## WORK TO COMPLETE
Below are the entries. Transcribe exactly the lines from the one with "exchange rate calculator." through the one with "As I pointed", ends included, and leave out all others.

Dataset entries:
□ □ □ □ □
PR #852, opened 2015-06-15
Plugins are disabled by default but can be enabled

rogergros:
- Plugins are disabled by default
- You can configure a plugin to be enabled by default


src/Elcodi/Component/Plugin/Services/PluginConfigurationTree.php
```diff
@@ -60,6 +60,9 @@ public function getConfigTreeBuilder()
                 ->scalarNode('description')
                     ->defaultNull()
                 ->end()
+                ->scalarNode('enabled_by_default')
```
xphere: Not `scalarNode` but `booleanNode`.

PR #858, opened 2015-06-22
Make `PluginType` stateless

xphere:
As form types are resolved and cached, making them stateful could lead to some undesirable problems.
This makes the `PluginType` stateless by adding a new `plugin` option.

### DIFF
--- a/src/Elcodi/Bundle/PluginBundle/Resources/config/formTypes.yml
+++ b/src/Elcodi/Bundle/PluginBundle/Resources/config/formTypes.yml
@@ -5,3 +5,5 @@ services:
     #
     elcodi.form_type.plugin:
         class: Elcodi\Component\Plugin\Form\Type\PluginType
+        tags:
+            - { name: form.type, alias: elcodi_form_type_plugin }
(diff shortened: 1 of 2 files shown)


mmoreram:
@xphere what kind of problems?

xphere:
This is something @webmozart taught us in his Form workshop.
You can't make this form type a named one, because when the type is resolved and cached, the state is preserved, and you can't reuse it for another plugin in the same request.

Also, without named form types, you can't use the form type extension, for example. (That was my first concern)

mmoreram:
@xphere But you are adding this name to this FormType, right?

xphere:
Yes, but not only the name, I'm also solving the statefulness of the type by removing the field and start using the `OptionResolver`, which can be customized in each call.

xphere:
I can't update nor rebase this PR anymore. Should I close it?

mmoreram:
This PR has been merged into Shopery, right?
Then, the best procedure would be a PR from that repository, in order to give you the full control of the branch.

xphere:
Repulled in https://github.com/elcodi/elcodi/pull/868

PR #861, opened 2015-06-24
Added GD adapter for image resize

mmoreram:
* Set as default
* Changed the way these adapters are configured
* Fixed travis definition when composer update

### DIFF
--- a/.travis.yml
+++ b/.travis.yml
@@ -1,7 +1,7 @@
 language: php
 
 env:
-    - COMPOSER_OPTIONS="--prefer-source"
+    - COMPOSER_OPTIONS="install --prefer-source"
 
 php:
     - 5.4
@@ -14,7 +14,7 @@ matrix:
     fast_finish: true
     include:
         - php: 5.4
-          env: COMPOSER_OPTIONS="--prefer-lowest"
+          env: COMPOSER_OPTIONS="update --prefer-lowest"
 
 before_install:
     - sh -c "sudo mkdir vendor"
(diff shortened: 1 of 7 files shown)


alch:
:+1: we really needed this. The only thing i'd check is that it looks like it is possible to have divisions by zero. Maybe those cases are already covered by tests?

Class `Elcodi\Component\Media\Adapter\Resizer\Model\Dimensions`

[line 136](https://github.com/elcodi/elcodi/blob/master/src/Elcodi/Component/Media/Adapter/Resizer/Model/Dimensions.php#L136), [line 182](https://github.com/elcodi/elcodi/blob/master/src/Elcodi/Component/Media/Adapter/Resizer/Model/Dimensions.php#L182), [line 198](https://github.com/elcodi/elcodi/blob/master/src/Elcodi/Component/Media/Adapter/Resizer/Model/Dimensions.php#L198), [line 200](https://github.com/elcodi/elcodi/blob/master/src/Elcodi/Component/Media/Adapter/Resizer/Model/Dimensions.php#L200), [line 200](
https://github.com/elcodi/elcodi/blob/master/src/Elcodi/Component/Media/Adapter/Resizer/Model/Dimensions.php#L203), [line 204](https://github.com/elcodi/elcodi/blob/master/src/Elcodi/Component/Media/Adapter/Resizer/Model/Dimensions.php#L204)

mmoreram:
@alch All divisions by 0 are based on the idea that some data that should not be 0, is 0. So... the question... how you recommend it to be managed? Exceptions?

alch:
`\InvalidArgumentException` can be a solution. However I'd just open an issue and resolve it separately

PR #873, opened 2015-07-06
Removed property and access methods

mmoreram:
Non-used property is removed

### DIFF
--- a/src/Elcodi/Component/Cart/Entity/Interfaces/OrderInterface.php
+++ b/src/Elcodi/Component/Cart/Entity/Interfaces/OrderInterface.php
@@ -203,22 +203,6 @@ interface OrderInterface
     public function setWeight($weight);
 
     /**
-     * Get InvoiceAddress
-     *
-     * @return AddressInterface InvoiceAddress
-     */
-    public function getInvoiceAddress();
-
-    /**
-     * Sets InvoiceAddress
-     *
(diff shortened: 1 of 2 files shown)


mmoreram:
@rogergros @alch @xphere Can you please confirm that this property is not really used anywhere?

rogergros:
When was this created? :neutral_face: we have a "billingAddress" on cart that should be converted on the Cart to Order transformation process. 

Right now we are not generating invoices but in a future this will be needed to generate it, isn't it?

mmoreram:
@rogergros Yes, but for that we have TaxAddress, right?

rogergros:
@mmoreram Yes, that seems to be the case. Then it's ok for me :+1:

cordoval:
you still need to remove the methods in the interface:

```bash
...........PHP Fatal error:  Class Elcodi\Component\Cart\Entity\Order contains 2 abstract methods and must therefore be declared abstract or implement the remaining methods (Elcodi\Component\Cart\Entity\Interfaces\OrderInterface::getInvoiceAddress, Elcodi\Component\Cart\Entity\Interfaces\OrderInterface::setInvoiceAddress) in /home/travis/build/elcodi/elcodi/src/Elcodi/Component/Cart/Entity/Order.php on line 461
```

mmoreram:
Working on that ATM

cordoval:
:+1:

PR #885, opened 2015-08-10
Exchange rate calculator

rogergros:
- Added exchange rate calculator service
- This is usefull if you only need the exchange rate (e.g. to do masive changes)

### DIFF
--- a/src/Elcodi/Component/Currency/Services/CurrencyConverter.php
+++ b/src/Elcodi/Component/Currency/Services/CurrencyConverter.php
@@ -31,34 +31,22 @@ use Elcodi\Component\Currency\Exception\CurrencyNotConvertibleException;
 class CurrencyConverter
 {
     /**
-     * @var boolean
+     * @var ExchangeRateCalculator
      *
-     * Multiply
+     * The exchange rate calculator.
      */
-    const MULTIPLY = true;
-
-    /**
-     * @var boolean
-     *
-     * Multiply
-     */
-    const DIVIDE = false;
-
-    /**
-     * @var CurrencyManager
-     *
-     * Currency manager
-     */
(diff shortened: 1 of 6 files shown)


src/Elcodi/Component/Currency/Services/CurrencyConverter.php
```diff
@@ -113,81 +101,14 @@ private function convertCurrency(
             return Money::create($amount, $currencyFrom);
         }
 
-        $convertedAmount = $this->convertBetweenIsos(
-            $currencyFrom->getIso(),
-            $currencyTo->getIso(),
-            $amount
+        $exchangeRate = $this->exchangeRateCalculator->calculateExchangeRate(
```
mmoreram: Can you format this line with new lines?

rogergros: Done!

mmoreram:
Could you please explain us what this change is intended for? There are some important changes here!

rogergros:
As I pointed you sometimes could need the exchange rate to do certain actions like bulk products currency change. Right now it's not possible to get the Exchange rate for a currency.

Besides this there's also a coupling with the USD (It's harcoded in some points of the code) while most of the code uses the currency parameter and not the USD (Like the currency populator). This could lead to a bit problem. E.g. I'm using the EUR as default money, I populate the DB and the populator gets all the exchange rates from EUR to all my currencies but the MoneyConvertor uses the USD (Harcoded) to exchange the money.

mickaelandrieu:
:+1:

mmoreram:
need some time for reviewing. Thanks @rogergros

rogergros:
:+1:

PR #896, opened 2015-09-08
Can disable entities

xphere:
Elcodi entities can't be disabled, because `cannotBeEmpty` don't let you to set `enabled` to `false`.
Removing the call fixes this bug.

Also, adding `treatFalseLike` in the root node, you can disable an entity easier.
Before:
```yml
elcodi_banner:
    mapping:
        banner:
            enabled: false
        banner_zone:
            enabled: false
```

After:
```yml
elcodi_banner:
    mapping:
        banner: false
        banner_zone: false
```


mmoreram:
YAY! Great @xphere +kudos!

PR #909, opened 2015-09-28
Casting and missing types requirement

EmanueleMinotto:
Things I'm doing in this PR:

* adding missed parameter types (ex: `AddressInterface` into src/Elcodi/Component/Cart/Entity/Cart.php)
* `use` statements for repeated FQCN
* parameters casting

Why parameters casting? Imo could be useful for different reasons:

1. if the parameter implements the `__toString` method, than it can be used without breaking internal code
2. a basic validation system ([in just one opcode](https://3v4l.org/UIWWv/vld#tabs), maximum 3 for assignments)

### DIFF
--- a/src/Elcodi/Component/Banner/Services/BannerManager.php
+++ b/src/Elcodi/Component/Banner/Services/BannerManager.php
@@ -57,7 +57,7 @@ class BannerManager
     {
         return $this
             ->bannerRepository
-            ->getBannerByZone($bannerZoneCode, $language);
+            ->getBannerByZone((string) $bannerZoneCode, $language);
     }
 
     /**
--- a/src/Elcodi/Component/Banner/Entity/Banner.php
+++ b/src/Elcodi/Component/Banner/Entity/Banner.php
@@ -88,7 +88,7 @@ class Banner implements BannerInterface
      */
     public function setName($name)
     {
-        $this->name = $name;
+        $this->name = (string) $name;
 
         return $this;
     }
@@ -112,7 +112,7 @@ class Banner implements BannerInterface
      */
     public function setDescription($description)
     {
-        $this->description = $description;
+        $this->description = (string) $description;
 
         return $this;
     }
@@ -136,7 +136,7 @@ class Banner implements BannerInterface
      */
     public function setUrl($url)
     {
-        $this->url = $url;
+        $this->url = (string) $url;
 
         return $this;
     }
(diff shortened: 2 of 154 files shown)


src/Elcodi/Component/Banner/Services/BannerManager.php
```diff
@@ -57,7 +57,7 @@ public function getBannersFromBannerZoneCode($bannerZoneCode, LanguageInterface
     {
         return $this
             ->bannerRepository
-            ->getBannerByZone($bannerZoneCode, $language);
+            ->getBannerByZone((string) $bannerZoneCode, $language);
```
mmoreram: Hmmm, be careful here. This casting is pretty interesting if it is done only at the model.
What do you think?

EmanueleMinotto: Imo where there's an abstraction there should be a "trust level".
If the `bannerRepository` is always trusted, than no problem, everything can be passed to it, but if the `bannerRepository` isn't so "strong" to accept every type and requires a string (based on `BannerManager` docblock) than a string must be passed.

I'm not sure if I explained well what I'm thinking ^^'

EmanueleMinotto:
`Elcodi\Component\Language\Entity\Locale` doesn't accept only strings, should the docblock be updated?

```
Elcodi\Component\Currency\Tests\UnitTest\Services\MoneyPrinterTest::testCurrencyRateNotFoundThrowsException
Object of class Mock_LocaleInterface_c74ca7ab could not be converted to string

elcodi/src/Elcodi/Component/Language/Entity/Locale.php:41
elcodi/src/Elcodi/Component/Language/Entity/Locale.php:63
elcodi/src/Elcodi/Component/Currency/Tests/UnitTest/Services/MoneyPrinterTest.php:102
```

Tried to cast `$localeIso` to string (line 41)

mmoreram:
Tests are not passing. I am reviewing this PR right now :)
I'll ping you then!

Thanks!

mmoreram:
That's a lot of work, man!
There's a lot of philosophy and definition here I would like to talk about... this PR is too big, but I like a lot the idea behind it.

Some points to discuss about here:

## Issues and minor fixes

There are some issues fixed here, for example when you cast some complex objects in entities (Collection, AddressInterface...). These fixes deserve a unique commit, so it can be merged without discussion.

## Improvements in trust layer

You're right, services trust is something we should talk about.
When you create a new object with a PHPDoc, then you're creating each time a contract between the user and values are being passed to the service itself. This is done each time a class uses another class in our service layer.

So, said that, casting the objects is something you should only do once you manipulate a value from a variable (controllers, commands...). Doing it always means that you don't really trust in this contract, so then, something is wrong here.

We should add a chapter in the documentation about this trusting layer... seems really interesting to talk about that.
□ □ □ □ □
## RESPONSE BELOW
+     * The exchange rate calculator.
      */
-    const MULTIPLY = true;
-
-    /**
-     * @var boolean
-     *
-     * Multiply
-     */
-    const DIVIDE = false;
-
-    /**
-     * @var CurrencyManager
-     *
-     * Currency manager
-     */
(diff shortened: 1 of 6 files shown)


src/Elcodi/Component/Currency/Services/CurrencyConverter.php
```diff
@@ -113,81 +101,14 @@ private function convertCurrency(
             return Money::create($amount, $currencyFrom);
         }
 
-        $convertedAmount = $this->convertBetweenIsos(
-            $currencyFrom->getIso(),
-            $currencyTo->getIso(),
-            $amount
+        $exchangeRate = $this->exchangeRateCalculator->calculateExchangeRate(
```
mmoreram: Can you format this line with new lines?

rogergros: Done!

mmoreram:
Could you please explain us what this change is intended for? There are some important changes here!

rogergros:
As I pointed you sometimes could need the exchange rate to do certain actions like bulk products currency change. Right now it's not possible to get the Exchange rate for a currency.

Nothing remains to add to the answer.